The quadratic function can be graphed by plotting the vertex, the axis of symmetry, and the $x$-intercepts. To sketch the graph, we can also find the maximum or minimum value of the function, the domain, the range, and any transformations or shifts.

Maximum or minimum value of the quadratic function:
If $a > 0$, the parabola opens upward, and the vertex is the minimum point of the function. The minimum value is $f(h)=k$. If $a < 0$, the parabola opens downward, and the vertex is the maximum point of the function. The maximum value is $f(h)=k$.

Domain and range of the quadratic function:
The domain of the quadratic function is the set of all real numbers, since the function is defined for all values of $x$. The range depends on the sign of the leading coefficient $a$. If $a>0$, the range is $\left [k, \infty \right )$ and if $a < 0$, the range is $\left ( - \infty ,k \right ]$.

Graph:
The graph of a quadratic function can be transformed by changing the values of $a$, $b$ and $c$. For example, if $a$ is multiplied by $a$ positive constant, the graph is stretched vertically, and if $a$ is multiplied by a negative constant, the graph is reflected about the $x$-axis. If $b$ is added to or subtracted from $x$, the graph is shifted horizontally and if $c$ is added to or subtracted from $f(x)$, the graph is shifted vertically.

Absolute Value (y=|x|) function and its graph

The function $f(x)=|x|$ is a piecewise-defined function that takes the absolute value of the input $x$. The absolute value function is defined as follows:

$| x | = \begin{cases} -x & \text{, } x < 0 \\ x & \text{, } x \geq 0 \end{cases}$

Therefore, the function $f(x)=|x|$ takes the value $x$ when $x$ is non-negative, and $-x$ when $x$ is negative. The graph of $f(x)=|x|$ is a V-shaped curve with the vertex at the origin. The slope of the curve changes at $x=0$, where the function is not differentiable.

Here are some important properties of the absolute value function:
Symmetry: The function $f(x)=|x|$ is symmetric about the origin, which means that $f(x)=f(-x)$ for all $x$.

Non-negative values: The absolute value of any real number is non-negative, which means that $|x| \ge 0$ for all $x$.
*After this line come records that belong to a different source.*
PR #1273, opened 2018-10-09
avoid "uninitialized value" warning in select_field

tim-2:
### Summary
passing an undefined start value to select_field TagHelper throws an "uninitialized value" warning

> Use of uninitialized value in list assignment at .../site_perl/5.28.0/Mojolicious/Plugin/TagHelpers.pm line 137.

### Motivation
consistency with other TagHelpers which do not produce a warning when passing undefined start values

Test script:
```
use Mojolicious::Lite;

get '/' => sub {
    my $c = shift;

    $c->param(txt => undef);
    $c->param(cb  => undef);
    $c->param(sel => undef);
} => 'index';

app->start;

__DATA__
@@ index.html.ep
%= text_field 'txt'
%= check_box 'cb'
%= select_field 'sel' => [qw(foo bar)]
```

### DIFF
--- a/lib/Mojolicious/Plugin/TagHelpers.pm
+++ b/lib/Mojolicious/Plugin/TagHelpers.pm
@@ -134,7 +134,7 @@ sub _option {
 sub _select_field {
   my ($c, $name, $options, %attrs) = (shift, shift, shift, @_);
 
-  my %values = map { $_ => 1 } @{$c->every_param($name)};
+  my %values = map { $_ => 1 } grep { defined } @{$c->every_param($name)};
 
   my $groups = '';
   for my $group (@$options) {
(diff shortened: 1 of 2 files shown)


kraih:
Can't you modify one of our existing tests to trigger this case easily too?

kraih:
Always squash your commits.

kraih:
You might have to elaborate on what motivated you to make this change. Because nobody on IRC understands this pull request.

tim-2:
I often set start values for input/select fields which come from a database result or another parameter which can be undef.

Example:

Controller:
```
my $names = $db->select('user', 'name')->arrays->flatten;
$self->param(names => $names);
```

where `$names` returns the array
`['name1', undef, 'name2']`

Template:
`%= select_field names => [...], multiple => undef`

PR #1274, opened 2018-10-11
Added WOFF2 MIME type. Added new media types for woff and woff2

kberov:
### Summary
WOFF2 file format is supported by all major browsers. More and more people start using it because it is widely supported format and it is lighter (has better compression). This commit adds support for it and adds new media types for woff and woff2 which are currently W3C recommendations

### Motivation
Instead of developers adding these media types over and over in their applications, they will have them ready for use. Now almost every application uses a font at least for icons. The preferred format is woff2.

### References
https://en.wikipedia.org/wiki/Web_Open_Font_Format
https://www.w3.org/TR/WOFF2/#IMT
https://www.w3.org/TR/2012/REC-WOFF-20121213/


kraih:
Please don't make `Changes` entries yourself.

lib/Mojolicious/Types.pm
```diff
@@ -115,7 +116,8 @@ L<Mojolicious::Types> manages MIME types for L<Mojolicious>.
   svg      -> image/svg+xml
   txt      -> text/plain;charset=UTF-8
   webm     -> video/webm
-  woff     -> application/font-woff
+  woff     -> application/font-woff, font/woff
+  woff2    -> application/font-woff2, font/woff2
```
kraih: The formatting is inconsistent.

kraih:
Why are you adding `application/font-woff2`? Where does that come from?

kraih:
What do browsers actually support now?

lib/Mojolicious/Types.pm
kberov: How it should look like? Please give an example. Thanks.

kberov:
> application/font-woff2
I found that this is the preferred type for Firefox which I use.
Example request made by Firefox 62:
```
GET http://example.com:3001/fonts/bukyvede-regular-webfont.woff2

Host: example.com:3001
User-Agent: Mozilla/5.0 (X11; Ubuntu; Linux x86_64; rv:62.0) Gecko/20100101 Firefox/62.0
Accept: application/font-woff2;q=1.0,application/font-woff;q=0.9,*/*;q=0.8
Accept-Language: bg,en;q=0.8,en-US;q=0.5,fr;q=0.3
Accept-Encoding: identity
Referer: http://example.com:3001/css/example.css
....
```

And Chromium:
```
GET /fonts/bukyvede-regular-webfont.woff2 HTTP/1.1
Host: local.xn--b1arjbl.xn--90ae:3001
Connection: keep-alive
Pragma: no-cache
Cache-Control: no-cache
Origin: http://example.com:3001
User-Agent: Mozilla/5.0 (X11; Linux x86_64) AppleWebKit/537.36 (KHTML, like Gecko) Ubuntu Chromium/69.0.3497.81 Chrome/69.0.3497.81 Safari/537.36
DNT: 1
Accept: */*
Referer: http://example.com:3001/css/example.css
Accept-Encoding: gzip, deflate
Accept-Language: bg-BG,bg;q=0.9,en-US;q=0.8,en;q=0.7,fr;q=0.6,cs;q=0.5,ru;q=0.4
```
To which Mojolicious replies again with:
`Content-Type: application/font-woff2`

This media type (application/font-woff2) according to Wikipedia is deprecated. And the current recommendation suggests font/woff2, But Firefox uses it as its first preference.

kraih:
>
> This media type (application/font-woff2) according to Wikipedia is
> deprecated. And the current recommendation suggests font/woff2, But Firefox
> uses it as its first preference.
>
Please be more precise, i do not see `application/font-woff2` mentioned
anywhere in the linked Wikipedia page.

kberov:
> This media type (application/font-woff2) according to Wikipedia is deprecated. And the current recommendation suggests font/woff2, But Firefox uses it as its first preference.
> Please be more precise, i do not see "application/font-woff2" mentioned anywhere in the linked Wikipedia page.

Yes, sorry.  "application/font-woff2" is not mentioned. Only "application/font-woff". But "application/font-woff2" is not mentioned as recommendation either.

Anyway. Firefox sends this in its `Accept` header. That is why I added it. Hope this is enough argument.

kraih:
Afraid that does not convince me, so i'll have to vote 👎 on the change as it stands.

kberov:
> What do browsers actually support now?

Firefox and Chrome support all 4 variants for media types that we provide now.
```
woff  => ['application/font-woff',  'font/woff']
woff2 => ['application/font-woff2', 'font/woff2']
```
I mean specifically, that:

1. When Chrome passes a header 'Accept: */*' and we reply with  `Content-Type: application/font-woff2`, the browser uses the font provided by us. 
2. When Chrome passes a header 'Accept: */*' and we reply with `Content-Type: font/woff2`, the browser uses the font provided by us. 
3. When Firefox passes `Accept: application/font-woff2;q=1.0,application/font-woff;q=0.9,*/*;q=0.8` and we reply with `Content-Type: application/font-woff2`, the browser uses the font provided by us.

Distance: The absolute value of a number represents its distance from zero on the number line. For example, $|3|=3$ and $|-5|=5$.

Piecewise-defined function: The absolute value function is a piecewise-defined function, which means that it is defined differently for different intervals of the input $x$. In particular, $f(x)=x$ when $x \ge 0$ and $f(x)=-x$ when $x < 0$.
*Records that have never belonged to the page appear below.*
PR #1278, opened 2018-10-19
Review request - attempt at Mojo::DynamicMethods

shadowcat-mst:
### Summary

I created a thing called Mojo::DynamicMethods and use it to kill AUTOLOAD

### Motivation

sri nerd sniped me by telling me to kill AUTOLOAD

### References

I hate you all

### DIFF
--- a/lib/Mojo/DynamicMethods.pm
+++ b/lib/Mojo/DynamicMethods.pm
@@ -86,7 +86,9 @@ To opt your class into dynamic dispatch, simply pass the -dispatch flag:
 
   use Mojo::DynamicMethods -dispatch;
 
-and implement L</BUILD_DYNAMIC> as a method in your class.
+and implement L</BUILD_DYNAMIC> as a method in your class, making sure that
+the key you use to lookup methods in C<$dyn_methods> is the same thing you
+pass as C<$ref> to register.
 
 =head1 FUNCTIONS
 
@@ -99,32 +101,6 @@ L<Mojo::DynamicMethods> provides the following function, which is not exported:
 Registers the method C<$name> as eligible for dynamic dispatch for C<$class>,
 and sets C<$code> to be looked up for C<$name> by reference C<$ref> in a
 dynamic method contructed by L</BUILD_DYNAMIC>.
-
-=head1 METHODS
-
-L<Mojo::DynamicMethods> requires you to implement the following method on
-any class participating in dynamic dispatch:
-
-=head2 BUILD_DYNAMIC
-  
-  sub BUILD_DYNAMIC {
-    my ($class, $method, $dyn_methods) = @_;
-    return sub {
-      my $self    = shift;
-      my $dynamic = $dyn_methods->{$self}{$method};
-      return $self->$dynamic(@_) if $dynamic;
-      my $package = ref $self;
-      Carp::croak qq{Can't locate object method "$method" via package "$package"};
-    };
-  }
-
-Then later:
-
-  Mojo::DynamicMethods::register $class, $self, $name, $code;
-
-Must return a subroutine suitable for installation under name C<$method>
-which will look up the dynamic method coderef in the supplied C<$dyn_methods>
-hashref using the same reference passed to L</register>.
 
 =head1 SEE ALSO
 
--- a/lib/Mojo/DynamicMethods.pm
+++ b/lib/Mojo/DynamicMethods.pm
@@ -8,7 +8,8 @@ use Scalar::Util 'weaken';
 fieldhash my %Dyn_Methods;
 
 sub import {
-  my ($flag, $caller) = (shift // '', caller);
+  my ($flag, $caller) = ($_[1] // '', caller);
+  return unless $flag eq '-dispatch';
 
   my $dyn_pkg = "${caller}::_DynamicMethods";
   monkey_patch $dyn_pkg, 'can', sub {
--- a/lib/Mojo/DynamicMethods.pm
+++ b/lib/Mojo/DynamicMethods.pm
@@ -4,6 +4,7 @@ use Mojo::Base -strict;
 use Mojo::Util qw(class_to_path monkey_patch);
 use Hash::Util::FieldHash 'fieldhash';
 use Scalar::Util 'weaken';
+no warnings 'once'; # once warnings get confused by the stash lookups
 
 fieldhash my %Dyn_Methods;
 
@@ -34,7 +35,7 @@ sub register {
 
   my $dyn_pkg = "${target}::_DynamicMethods";
   monkey_patch($dyn_pkg, $name, $target->BUILD_DYNAMIC($name, \%Dyn_Methods))
-    unless $dyn_pkg->can($name);
+    unless do { no strict 'refs'; *{"${dyn_pkg}::${name}"}{CODE} };
   $Dyn_Methods{$object}{$name} = $code;
 }
 
--- a/lib/Mojo/DynamicMethods.pm
+++ b/lib/Mojo/DynamicMethods.pm
@@ -1,0 +1,40 @@
+package Mojo::DynamicMethods;
+use Mojo::Base -strict;
+
+use Mojo::Util qw(class_to_path monkey_patch);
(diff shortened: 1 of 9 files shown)


kraih:
String evals and the tricky garbage collection code have me a little worried. The performance gains are amazing, but i don't think it's worth the cost in maintainability. Especially when compared to your other solution, which works almost as well.
```diff
diff --git a/lib/Mojolicious/Controller.pm b/lib/Mojolicious/Controller.pm
index dcd200c74..abee5da5b 100644
--- a/lib/Mojolicious/Controller.pm
+++ b/lib/Mojolicious/Controller.pm
@@ -19,6 +19,9 @@ my %RESERVED = map { $_ => 1 } (
   qw(namespace path status template text variant)
 );

+{package Mojolicious::Controller::_Helpers};
+unshift our @ISA, 'Mojolicious::Controller::_Helpers';
+
 sub AUTOLOAD {
   my $self = shift;

@@ -29,9 +32,26 @@ sub AUTOLOAD {
   # Call helper with current controller
   Carp::croak qq{Can't locate object method "$method" via package "$package"}
     unless my $helper = $self->app->renderer->get_helper($method);
+
+  Mojo::Util::monkey_patch 'Mojolicious::Controller::_Helpers', $method, sub {
+    my $self = shift;
+    Carp::croak
+      qq{Can't locate object method "$method" via package "${\ref $self}"}
+      unless my $helper = $self->{helpers}{$method}
+      ||= $self->app->renderer->get_helper($method);
+    return $self->$helper(@_);
+  };
+
   return $self->$helper(@_);
 }

+sub can {
+  my ($self, $method, @rest) = @_;
+  return undef unless my $can = $self->SUPER::can($method, @rest);
+  my $h = ${Mojolicious::Controller::_Helpers}{$method}{CODE};
+  return $h && $h eq $can ? undef : $can;
+}
+
 sub continue { $_[0]->app->routes->continue($_[0]) }

 sub cookie {
```

kraih:
Actually, i think we can avoid most of the downsides of the other solution by moving the cache to the app instance.
```diff
diff --git a/lib/Mojolicious/Controller.pm b/lib/Mojolicious/Controller.pm
index dcd200c74..149992cb2 100644
--- a/lib/Mojolicious/Controller.pm
+++ b/lib/Mojolicious/Controller.pm
@@ -19,6 +19,9 @@ my %RESERVED = map { $_ => 1 } (
   qw(namespace path status template text variant)
 );

+{package Mojolicious::Controller::_Helpers};
+unshift our @ISA, 'Mojolicious::Controller::_Helpers';
+
 sub AUTOLOAD {
   my $self = shift;

@@ -29,9 +32,27 @@ sub AUTOLOAD {
   # Call helper with current controller
   Carp::croak qq{Can't locate object method "$method" via package "$package"}
     unless my $helper = $self->app->renderer->get_helper($method);
+
+  Mojo::Util::monkey_patch 'Mojolicious::Controller::_Helpers', $method, sub {
+    my $self = shift;
+    my $app  = $self->app;
+    Carp::croak
+      qq{Can't locate object method "$method" via package "${\ref $self}"}
+      unless my $helper = $app->{helpers}{$method}
+      ||= $app->renderer->get_helper($method);
+    return $self->$helper(@_);
+  };
+
   return $self->$helper(@_);
 }

+sub can {
+  my ($self, $method, @rest) = @_;
+  return undef unless my $can = $self->SUPER::can($method, @rest);
+  my $h = ${Mojolicious::Controller::_Helpers}{$method}{CODE};
+  return $h && $h eq $can ? undef : $can;
+}
+
 sub continue { $_[0]->app->routes->continue($_[0]) }

 sub cookie {
```

shadowcat-mst:
If "kill AUTOLOAD entirely" is no longer the goal, my first attempt was definitely simpler, and while "moving the cache to the app" is only going to work for controllers, that's probably the thing that most needs optimising anyway.

Though I'd note the GC thing is fairly idiomatic in stuff that uses weak references this way (it's essentially an unrolling of Hash::Util::FieldHash's idhash stuff that moves the effort somewhere that isn't as hot a path), and I'd be happy to comment it up - and the string eval could be got rid of by basically copy-pasting the croak and having the builder coderef passed to DynamicMethods->import.

So I *could* achieve "less crack, full implementation" - but in terms of *performance* so far as users will notice it, sri's adjusted version of my first attempt, plus perhaps duplicating that approach into Validation since that's also per-request calls, would work out fine.

Which I think leaves my considered opinion as "I still basically like both my patches, each for the purpose it was implemented for, and it's mostly a question of which purpose the Mojo team considers more important". Happy to work on tweaked versions of either if people want.

shadowcat-mst:
Branch updated to strip the string eval

lib/Mojo/DynamicMethods.pm
```diff
@@ -0,0 +1,60 @@
...
+  }
+}
+
+sub register_dynamic {
+  my ($target, $object, $name, $code) = @_;
+  state %dyn_methods;
+  {
+    state %done;
+    unless ($done{$target}{$name}) {
+      our %Builders;
```
kraih: You forgot one `our %Builders`.

shadowcat-mst:
Took sri's mojofication and then moved registration to support direct ->add_helper because users.

shadowcat-mst:
Hokay, I think that's unit tests and POD at least ish done. Comments welcome.

lib/Mojo/DynamicMethods.pm
```diff
@@ -0,0 +1,133 @@
...
+Registers the method C<$name> as eligible for dynamic dispatch for C<$class>,
+and sets C<$code> to be looked up for C<$name> by reference C<$ref> in a
+dynamic method contructed by L</BUILD_DYNAMIC>.
+
+=head1 METHODS
+
+L<Mojo::DynamicMethods> requires you to implement the following method on
+any class participating in dynamic dispatch:
+
+=head2 BUILD_DYNAMIC
```
kraih: We only document methods that the class actually contains like this.

kraih:
`Mojolicious::Validator::new` needs documentation added, like the other [overloaded constructors](https://github.com/mojolicious/mojo/blob/master/lib/Mojo/Log.pm#L241) we have. And i guess the `BUILD_DYNAMIC` methods need to be hidden from `Test::Pod::Coverage`.

kraih:
Please review and vote @jberger, @marcusramberg and @jhthorsen.

shadowcat-mst:
I converted the AUTOLOAD sections to BUILD_DYNAMIC sections. Not sure if that's quite right but it seemed like a good starting point.

shadowcat-mst:
My gods, it's full of green.

Apologies for forgetting how to POD.

marcusramberg:
I think this looks great, and am 👍 to this change.

shadowcat-mst:
@kraih I kept it as capitalised because it's still morally a global but lowercase does look better so I've changed it, thanks.

I definitely think ::_Dynamic looks better than ::_DynamicMethods did in stack traces etc. but I'm about out of opinions at this point

shadowcat-mst:
@kraih asked about possible downsides, including "new leaks".

So, given I'm using the fieldhash trick to make coderefs go out of scope as soon as the object they're eligible to be called on does, I don't *think* I've created any new leaks - the only leak I can think of is where one of those coderefs closes over the thing they're a helper for, which while unfortunate would already be a leak on master AFAICT.

The other thing this code will do is blow the perl5 VM method cache every time it registers a new method name, but in any remotely long lived process that shouldn't make any real difference - if you registered a gensym()ed method name on every request then *maybe* it would be detectable but I really wouldn't expect it to be significant on its own, let alone compared to the performance gains already inherent in this patchset.

I guess a theoretical disadvantage is that if somebody subclassed one of the -dispatch classes and then implemented their own AUTOLOAD, they'd no longer have that called in the case of an already-registered dynamic method name, but that's into jenga style crack stacking so I'm not convinced we should care.

kraih:
The code does look pretty clean now, and i don't see any obvious risks or downsides anymore, so i vote 👍 too.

Applications: The absolute value function is used in a variety of applications, such as measuring the difference between two values, calculating distances, and solving absolute value equations.
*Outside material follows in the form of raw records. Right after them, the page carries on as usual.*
Issue #1256, opened 2018-09-07
Mojo::IOLoop::Stream memory hog


leonerd:
* Mojolicious version: 7.29
* Perl version: 5.14.2 threaded
* Operating system: Debian Linux x86

### Steps to reproduce the behavior

The `{buffer}` field of a `Mojo::IOLoop::Stream` stores pending bytes for output. Once written, they are `substr()`ed out of the buffer. This means that the memory usage of the actual buffer SV is never actually returned to the malloc pool.

This has the problem that if e.g. a temporary network stall happens, large buffers are created that use up lots of memory, which perl never gets around to reusing even after the buffers are flushed.

### Expected behavior

Once the underlying `_write` method has successfully flushed the contents of the buffer, it should be `undef`ed to return the actual byte buffer back to the malloc pool, so it can be reused.

### Actual behavior

Because currently it doesn't get `undef`ed, any allocated byte storage remains, consuming memory that the rest of the process can't use.

leonerd:
It is important to actually `undef` the buffer - merely assigning `""` into it won't suffice:

```
eval: my $buffer = "A"x1E6; $buffer = ""; Dump $buffer
SV = PV(0x564e1a222bf0) at 0x564e1a24eef8
  REFCNT = 2
  FLAGS = (POK,pPOK)
  PV = 0x7fb180c50010 ""\0
  CUR = 0
  LEN = 1000002
```

Here, the buffer itself is still using a million bytes of RAM (the LEN field)

```
eval: my $buffer = "A"x1E6; undef $buffer; $buffer = ""; Dump $buffer
SV = PV(0x564e1a222bf0) at 0x564e1a24eef8
  REFCNT = 2
  FLAGS = (POK,IsCOW,pPOK)
  PV = 0x564e1a25ebb0 ""\0
  CUR = 0
  LEN = 10
  COW_REFCNT = 1
```

The old buffer has been returned to the malloc pool, and a new one created at only 10 bytes long.

jberger:
So we've added this change to hopefully address the problem. We haven't come to a good way to test it in the test suite, so for a first check @leonerd can you see if this at least is effective?

leonerd:
Yeah, testing this kind of thing is always rather tricky. But the code looks to be doing the right thing on a visual inspection at least.

I can deploy it and see how it behaves, though due to the rare nature of the problem in practice it may be a while before it turns up again.

jberger:
[...]

PR #1279, opened 2018-10-22
Fix 5 warnings on Perl 5.10

preaction:
### Summary
These changes fix 4 warnings in high-traffic code (every use of a Mojo::DOM selector for tags and potentially multiple for every write to a Mojo::IOLoop::Stream), and 1 in less-used code (validations)

For example, on Perl 5.10 this command results in 3 warnings (2 from Mojo::IOLoop::Stream, one from Mojo::DOM::CSS): `perl -Mojo -E'say g("http://google.com")->dom->at("body")'`

### Motivation
Removing these warnings makes it easier to see real issues

### References
3 of the warnings were introduced by the memory freeing done for #1256. This change has been checked using the same tests in that ticket to ensure that the memory is still freed.

### DIFF
--- a/lib/Mojo/DOM/CSS.pm
+++ b/lib/Mojo/DOM/CSS.pm
@@ -120,7 +120,9 @@ sub _compile {
     # Tag
     elsif ($css =~ /\G((?:$ESCAPE_RE\s|\\.|[^,.#:[ >~+])+)/gco) {
       my $alias = (my $name = $1) =~ s/^([^|]*)\|// && $1 ne '*' ? $1 : undef;
-      my $ns = length $alias ? $ns{$alias} // return [['invalid']] : $alias;
+      my $ns = defined $alias && length $alias
+        ? $ns{$alias} // return [['invalid']]
+        : $alias;
       push @$last, ['tag', $name eq '*' ? undef : _name($name), _unescape($ns)];
     }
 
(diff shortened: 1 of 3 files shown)


kraih:
:-1: We do [not optimize](https://mojolicious.org/perldoc/Mojolicious/Guides/FAQ#Which-versions-of-Perl-are-supported-by-Mojolicious) for Perl 5.10. And this pull request does make some of the code more complicated. I will count this as a vote for us to stop supporting Perl 5.10 completely, which is something we've been planning to do for some time now.

kraih:
:-1: We do not specifically optimize for [Perl 5.10](https://mojolicious.org/perldoc/Mojolicious/Guides/FAQ#Which-versions-of-Perl-are-supported-by-Mojolicious). And this pull request makes some code more complicated. I will count this as a vote to stop supporting Perl 5.10 completely, which is something we've been planning for some time now.

kraih:
The core team has discussed this a little, and there is actually a lot of code in Mojo that already depends on Perl 5.14 to work correctly. So using anything older is a very very bad idea and therefore it makes absolutely no sense to silence any warnings that might encourage a user to rethink their choice of Perl version.

preaction:
As an author of a bunch of projects that rely on Mojolicious, I have been chasing support for the same Perl versions as Mojolicious. What version of Perl should I target?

Cubic function and its graph

The function $f(x)=x^3$ is a cubic function that takes the input x and raises it to the third power. The graph of $f(x)=x^3$ is a curve that passes through the origin and has a shape similar to the letter "S". The function is defined for all real values of $x$.

Here are some important properties of the cubic function:
Domain and range: The domain of the function $f(x)=x^3$ is all real numbers, which means that any real number can be plugged into the function. The range of the function is also all real numbers, which means that the output can take any real value.

Symmetry: The function $f(x)=x^3$ is an odd function, which means that $f(-x)=-f(x)$ for all $x$. This property results in the graph of the function being symmetric about the origin.

Intercepts: The function $f(x)=x^3$ passes through the origin, which means that it has a $y$-intercept of zero. The function does not have any $x$-intercepts.

Increasing and decreasing intervals: The function $f(x)=x^3$ is increasing for all $x$, which means that the value of the function increases as $x$ increases. This property results in the graph of the function being upward-sloping. The function does not have any local maxima or minima.

Applications: The cubic function is used in a variety of applications, such as modeling the volume of a cube or the growth of a population.